Mr Gibbons said the Bermuda statistics show that “suicide affects every section of our society regardless of race, age or gender”.

But he said warned that the real number of Bermudians and residents who die by suicide was higher than the statistics showed because overseas deaths were not recorded by Bermuda’s coroner.

Mr Gibbons added: “At Loss we know of people who have died by suicide while at college, working abroad or while travelling but to the best of our knowledge there are no official figures.”

The support group appealed for more research into suicide and information about the problem to be made public in February last year.

The call came after Walton Brown asked in the House of Assembly if the Registry General was collecting statistics on suicides.
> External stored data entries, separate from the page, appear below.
PR #494, opened 2019-07-29
Packaging - Windows: Add ICO file

bryphe:
This adds a `.ico` file following up from @CrossR 's work in #486


scripts/windows/BuildSetupTemplate.js
```diff
@@ -36,6 +36,7 @@ const valuesToReplace = {
     AppExecutableName: executableName,
     AppSetupExecutableName: `${prodName}-${version}-${buildFolderPrefix}win`,
     Version: version,
+    SetupIconFile: path.join(__dirname, "..", "..", "assets", "images", "oni2.ico"),
```
CrossR: The "Icon"/"DefaultIcon" bits below will also need updating with this new path, since I just put a temp `{app}\\oni2.ico` one in.

bryphe: Thanks @CrossR for reviewing!

I _think_ it should be OK - I added a line to copy the `oni2.ico` to the root application directory (the change above in `scripts/release.js` - so that `{app}\\oni2.cio` should be valid.

Seems like it works (although we'll need a better icon at some point!)
image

Mr Brown had also earlier questioned the absence of figures on suicides in the 2015 Registrar General’s report and said the island appeared to have “almost a conspiracy” not to report them.

But a spokeswoman from the Ministry of Home Affairs said last week that the Registry General did not collect suicide statistics and had not been asked to.

She added the Registry General’s main responsibility was to record events like births, deaths, marriages and adoptions — but not cause of death.

She said: “In Bermuda suicides are rare occurrences and a very sensitive topic to the decedent families, and not a matter of public record.”

The spokeswoman added that the Epidemiology and Surveillance Unit at the Ministry of Health did hold information on causes of death.

A health ministry spokesman highlighted the Health in Review 2017 report, which showed that Bermuda had fewer suicides among men, women and in total per 100,000 people than the average for Organisation for Economic Co-operation and Development countries.

The report also listed suicide by percentage of deaths from external causes in Bermuda from 2006 to 2015.

The figures peaked at 12.9 per cent in 2010, but the report did not provide further information.

The spokesman added: “There is more cause of death information on our web site, although not on suicide specifically as it isn’t one of the major causes of death in Bermuda.”

Mr Gibbons said Loss would still like to hear from families who have lost loved ones to suicide.

He added: “Obviously suicide is a difficult subject in a small place like Bermuda but I think personal stories from survivors can help put a human face on bare statistics.

“They can be anonymous but I think they can really help others deal with the particular grief that results from a suicide.

“I would especially like to hear from people whose loved one suicided overseas as these are not recorded by the Bermuda Coroner, and also from families who received a misadventure verdict but have good reason to believe it was suicide.”